**WHAT TO PRODUCE**: Scan the listing below for the word "added" and copy every line that has it.

**EXCERPTED RECORDS**:
§
Issue #49, opened 2016-10-17
Read index-pattern data from files rather than hardcoded constants


jcantrill:
as mentioned in #48

richm:
The kibana index-pattern data is a single line, several thousand byte JSON blob hardcoded into constant strings in the DocumentBuilder class.  Instead, we should read this data from JSON or YAML files.  viaq can generate the elasticsearch index templates as json or yaml files - it could also generate the corresponding kibana index-pattern data and other config data.  https://github.com/ViaQ/elasticsearch-templates/issues/17

richm:
Partially addressed by https://github.com/fabric8io/openshift-elasticsearch-plugin/pull/51 - if using elasticsearch index templates, kibana index patterns are not needed

jcantrill:
Closing as will be fixed by #65

PR #51, opened 2016-10-18
common data model does not require index patterns

richm:
When using the common data model with Elasticsearch index templates,
Kibana can use the index template data for the field index patterns,
so we do not need to load them here.


richm:
@jcantrill  @ewolinetz PTAL - This is related to https://github.com/fabric8io/openshift-elasticsearch-plugin/issues/49 - if we use index templates, we do not need to load Kibana index patterns from this plugin, so the need to fix that issue is much less urgent.

jcantrill:
LGTM

src/main/java/io/fabric8/elasticsearch/plugin/kibana/DocumentBuilder.java
```diff
@@ -60,20 +56,20 @@ public DocumentBuilder intervalName(String name) {
 	
 	public DocumentBuilder applicationFields(boolean use_cdm) {
 		if ( use_cdm )
-			return addField(FIELDS_FIELD, StringEscapeUtils.escapeJava(APPLICATION_CDM_FIELDS));
```
ewolinetz: these are the fields for the Kibana index mapping. this can be omitted and it'll still work?

richm: Yes, surprisingly.  Kibana will use the index mappings instead.

richm: Actually, these are what are called "Kibana index patterns".  If they are omitted, Kibana will see if the index/index pattern has index mappings defined and use them instead.

ewolinetz:
[merge]

richm:
@jcantrill @ewolinetz can we do a release, or are we waiting for https://github.com/fabric8io/openshift-elasticsearch-plugin/pull/50 too?

jcantrill:
released 2.3.5.6: https://fabric8-ci.fusesource.com/view/release%20builds/job/openshift-elasticsearch-plugin-release/29/

PR #55, opened 2016-12-19
[BZ-1371200] Warn on NoShardAvailableActionException instead of dumpi…

jcantrill:
…ng stack

This PR adds logs a warning when ACL is not seeded and shards are not available.

cc @ewolinetz @jimmidyson @richm 

[test]


ewolinetz:
I'm not sure if there are any scenarios where we wouldn't want to mute this exception... otherwise LGTM

jcantrill:
[merge]

PR #59, opened 2017-02-03
fixes 1416210. Check for existence of index before trying to create

jcantrill:
I am unable to reproduce locally and I'm guessing this is the only place where it could happen.  Searching through the ES code shows that  it will throw such an exception only on creates.


ewolinetz:
code LGTM

PR #65, opened 2017-02-24
fix #63. Make kibana index patterns loadable from external file

### LINKED ISSUE #63: Make Kibana Index Patterns externally configurable
Modify plugin to allow the patterns to be externally loadable.

https://github.com/fabric8io/openshift-elasticsearch-plugin/blob/master/src/main/java/io/fabric8/elasticsearch/plugin/kibana/DocumentBuilder.java#L22

* Move constant to external file
* Figure out how a user could provide a pointer to a file to load instead.

jcantrill:
This provides the ability to seed the kibana index patterns from files or default.

cc @ewolinetz @richm


pom.xml
```diff
@@ -148,7 +148,6 @@
       <groupId>commons-io</groupId>
       <artifactId>commons-io</artifactId>
       <version>2.1</version>
-      <scope>test</scope>
```
jcantrill: @richm I have concerts here that this library may not be packaged already

richm: @jcantrill packaged upstream or downstream?

src/main/java/io/fabric8/elasticsearch/plugin/acl/DynamicACLFilter.java
```diff
@@ -107,12 +107,14 @@
 	private Boolean enabled;
 	private Boolean seeded;
 
-	private final boolean use_cdm;
 	private final String cdm_project_prefix;
 
+    private KibanaSeed kibanaSeed;
```
richm: indentation

src/main/java/io/fabric8/elasticsearch/plugin/kibana/IndexMappingLoader.java
```diff
@@ -0,0 +1,84 @@
...
+    private final String opsMappingsTemplate;
+    private final String emptyProjectMappingsTemplate;
+    
+    @Inject
+    public IndexMappingLoader(final Settings settings) {
+        try {
+            
+        }catch(Exception e){
+            
+        }
```
richm: ?

src/main/java/io/fabric8/elasticsearch/plugin/kibana/IndexMappingLoader.java
```diff
@@ -0,0 +1,84 @@
...
+    
+    private String loadMapping(final Settings settings, final String key, final String keyDefault) {
+        String mapping = settings.get(key);
+        if(mapping != null && new File(mapping).exists()) {
+            logger.info("Trying to load Kibana mapping for {} from plugin: {}", key, mapping);
+            try {
+                InputStream stream = new FileInputStream(mapping.toString());
+                return IOUtils.toString(stream);
+            }catch(Exception e) {
+                logger.error("Unable to load the Kibana mapping specified by {}: {}", key, mapping);
```
richm: Does this also log the information from the Exception?

src/main/java/io/fabric8/elasticsearch/plugin/kibana/KibanaSeed.java
```diff
@@ -69,13 +70,20 @@
 	private static final String[] OPERATIONS_ROLES = {"operations-user"};
 	
 	public static final String DEFAULT_INDEX_FIELD = "defaultIndex";
+
+    private final IndexMappingLoader mappingLoader;
```
richm: indentation?

src/main/java/io/fabric8/elasticsearch/plugin/kibana/KibanaSeed.java
```diff
@@ -350,22 +358,20 @@ private static void remove(String user, Set<String> projects, Client esClient, S
...
+		String source;
 		if ( project.equalsIgnoreCase(OPERATIONS_PROJECT) || project.equalsIgnoreCase(ADMIN_ALIAS_NAME) )
-			sourceBuilder.operationsFields(use_cdm);
+			source = mappingLoader.getOperationsMappingsTemplate();
 		else if ( project.equalsIgnoreCase(BLANK_PROJECT) )
-			sourceBuilder.blankFields();
+			source = mappingLoader.getEmptyProjectMappingsTemplate();
 		else
-			sourceBuilder.applicationFields(use_cdm);
+		    source = mappingLoader.getApplicationMappingsTemplate();
```
richm: indentation

src/main/java/io/fabric8/elasticsearch/plugin/acl/DynamicACLFilter.java
richm: Do you need this to be a member of the class?  You only reference it in one place, in the same context where it is used.

src/main/java/io/fabric8/elasticsearch/plugin/acl/DynamicACLFilter.java
```diff
@@ -107,12 +107,14 @@
...
+
 	@Inject
-	public DynamicACLFilter(final UserProjectCache cache, final Settings settings, final Client client){
+	public DynamicACLFilter(final UserProjectCache cache, final Settings settings, final Client client, final KibanaSeed seed){
 		this.cache = cache;
+		this.kibanaSeed = seed;
```
richm: I don't think you need this.

src/main/java/io/fabric8/elasticsearch/plugin/acl/DynamicACLFilter.java
```diff
@@ -258,7 +259,7 @@ private boolean updateCache(final String user, final String token, final boolean
 			if (isOperationsUser)
 				roles.add("operations-user");
 
-			setDashboards(user, projects, roles, esClient, kibanaIndex, kbnVersion, use_cdm, cdm_project_prefix, settings);
+			kibanaSeed.setDashboards(user, projects, roles, esClient, kibanaIndex, kbnVersion, cdm_project_prefix, settings);
```
richm: Why not just use `seed`, the function parameter?

src/main/java/io/fabric8/elasticsearch/plugin/kibana/KibanaSeed.java
```diff
@@ -350,22 +358,20 @@ private static void remove(String user, Set<String> projects, Client esClient, S
...
 		
-		String source = sourceBuilder.build();
+		source = source.replaceAll("$TITLE$", indexPattern);
```
richm: The `mappingLoader.get*MappingsTemplate` functions can return `null` - how will you prevent NPE?

src/main/java/io/fabric8/elasticsearch/plugin/kibana/KibanaSeed.java
```diff
@@ -69,13 +70,20 @@
 	private static final String[] OPERATIONS_ROLES = {"operations-user"};
 	
 	public static final String DEFAULT_INDEX_FIELD = "defaultIndex";
+
+    private final IndexMappingLoader mappingLoader;
+	
+	@Inject
+	public KibanaSeed(IndexMappingLoader loader) {
```
richm: where is this constructor used?

src/main/java/io/fabric8/elasticsearch/plugin/kibana/IndexMappingLoader.java
```diff
@@ -0,0 +1,84 @@
...
+    public static final String DEFAULT_OPERATIONS_MAPPING = "io/fabric8/elasticsearch/plugin/kibana/operations_mapping.json";
+    public static final String DEFAULT_APPLICATIONS_MAPPING = "io/fabric8/elasticsearch/plugin/kibana/applications_mapping.json";
+    public static final String DEFAULT_EMPTY_MAPPING = "io/fabric8/elasticsearch/plugin/kibana/empty_project_mappings.json";
+    private static ESLogger logger = Loggers.getLogger(IndexMappingLoader.class);
+    private final String appMappingsTemplate;
+    private final String opsMappingsTemplate;
+    private final String emptyProjectMappingsTemplate;
+    
+    @Inject
+    public IndexMappingLoader(final Settings settings) {
```
richm: where is this constructor called?

richm:
How will the deployer (ansible?) or the elasticsearch pod install.sh?  run.sh?  provide the index mapping files?

src/main/java/io/fabric8/elasticsearch/plugin/kibana/KibanaSeed.java
ewolinetz: `@Inject` is magic; this constructor will be called when we are expecting it in the DynamicACL constructor

src/main/java/io/fabric8/elasticsearch/plugin/kibana/KibanaSeed.java
```diff
@@ -350,22 +358,20 @@ private static void remove(String user, Set<String> projects, Client esClient, S
...
-			sourceBuilder.operationsFields(use_cdm);
+			source = mappingLoader.getOperationsMappingsTemplate();
 		else if ( project.equalsIgnoreCase(BLANK_PROJECT) )
-			sourceBuilder.blankFields();
+			source = mappingLoader.getEmptyProjectMappingsTemplate();
 		else
-			sourceBuilder.applicationFields(use_cdm);
+		    source = mappingLoader.getApplicationMappingsTemplate();
 		
-		String source = sourceBuilder.build();
```
ewolinetz: why wouldn't we have the mappingLoader be called from the doc builder?

src/main/resources/io/fabric8/elasticsearch/plugin/kibana/applications_mapping.json
```diff
@@ -0,0 +1,6 @@
+{
+   "title":"$TITLE$",
+   "timeFieldName":"time",
```
ewolinetz: shouldn't we use the time_field_name that's provided to createIndex?

src/main/resources/io/fabric8/elasticsearch/plugin/kibana/empty_project_mappings.json
```diff
@@ -0,0 +1,6 @@
+{
+   "title":"$TITLE$",
+   "timeFieldName":"time",
+   "description":"This is the Kibana index file for empty projects",
+   "fields": "[{\"name\":\"_index\",\"type\":\"string\",\"count\":0,\"scripted\":false,\"indexed\":false,\"analyzed\":false,\"doc_values\":false},        {\"name\":\"_type\",\"type\":\"string\",\"count\":0,\"scripted\":false,\"indexed\":true,\"analyzed\":false,\"doc_values\":false},{\"name\":\"_source\",\"type\":\"_source\",\"count\":0,\"scripted\":false,\"indexed\":false,\"analyzed\":false,\"doc_values\":false},{\"name\":\"_id\",\"type\":\"string\",\"count\":0,\"scripted\":false,\"indexed\":false,\"analyzed\":false,\"doc_values\":false},{\"name\":\"time\",\"type\":\"date\",\"count\":0,\"scripted\":false,\"indexed\":true,\"analyzed\":false,\"doc_values\":false}\r\n    ]"
```
ewolinetz: can we use single quotes to wrap the value and then we don't need to escape the double quotes?

src/main/java/io/fabric8/elasticsearch/plugin/kibana/IndexMappingLoader.java
jcantrill: removed.

src/main/java/io/fabric8/elasticsearch/plugin/acl/DynamicACLFilter.java
jcantrill: I converted from a Static utility class to an instance and it is used to seed dashboards.  Reformatted the class.

src/main/java/io/fabric8/elasticsearch/plugin/acl/DynamicACLFilter.java
jcantrill: Not sure of what you are refering to here

src/main/java/io/fabric8/elasticsearch/plugin/kibana/KibanaSeed.java
jcantrill: We should never have a null since we default from the classpath, but I added a null check to guard

src/main/java/io/fabric8/elasticsearch/plugin/kibana/KibanaSeed.java
jcantrill: I removed it since the doc builder builds up a document based on various calls to produces the desired outcome.  This change requires the document to be provided complete so there is not a document 'to build'.

src/main/resources/io/fabric8/elasticsearch/plugin/kibana/applications_mapping.json
jcantrill: If we are providing the complete document there is no need to use what is provided in the message arg.

src/main/resources/io/fabric8/elasticsearch/plugin/kibana/empty_project_mappings.json
jcantrill: Tried single quotes and Kibana doesn't seem to want to parse it.  I'm leaving for now.

jcantrill:
@richm @ewolinetz  Updated based on feedback.... I apologize for the formatting bits that made the changes less obvious.

pom.xml
jcantrill: downstream for enterprise.

src/main/resources/io/fabric8/elasticsearch/plugin/kibana/applications_mapping.json
ewolinetz: right, but when we call the 'create' method in KibanaSeed, we pass in a 'time_field_name' string variable. Why would we not use the value passed in instead of hardcoding "time" here?

src/main/java/io/fabric8/elasticsearch/plugin/kibana/KibanaSeed.java
ewolinetz: Understood, but we end up requiring extra logic/processing to then update the value within the file so that we can insert the index name. We are missing that for the time field name

src/main/resources/io/fabric8/elasticsearch/plugin/kibana/applications_mapping.json
jcantrill: This is the value directly exported out of Kibana for this index.  The mapping document should be provided 'mostly' complete.  It's a field for applications and I don't  see the point in substituting it in when it can just be provided as needed by whom ever is providing the document. I will update the class to remove 'time_field_name'

jcantrill:
@richm @ewolinetz updated to remove time field parameter.  Updated Readme

ewolinetz:
Why was the time field parameter removed? it is different whether we use the CDM model or not, we shouldn't be hardcoding it to be 'time' since it can also be '@timestamp'

richm:
@ewolinetz the time field name now comes from the index pattern json file.  The default is "time".  If the user specifies a common data model index pattern, it will use "@timestamp".

jcantrill:
@ewolinetz what @richm said, the value is now in the file instead of progammatically added by building up the document.  With that said, does the default value in the file need to be modified to '@timestamp'.  The defaults I added were from me pulling them straight from the source kibana index which said 'time'.  If that is not correct then we should alter it.

richm:
@jcantrill the default should be 'time'

jcantrill:
[merge] based on irc approval from @sosiouxme

jcantrill:
[merge]

jcantrill:
[merge]

jcantrill:
[merge]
§
**ANSWER SECTION**:
jcantrill: We should never have a null since we default from the classpath, but I added a null check to guard
@ewolinetz what @richm said, the value is now in the file instead of progammatically added by building up the document.  With that said, does the default value in the file need to be modified to '@timestamp'.  The defaults I added were from me pulling them straight from the source kibana index which said 'time'.  If that is not correct then we should alter it.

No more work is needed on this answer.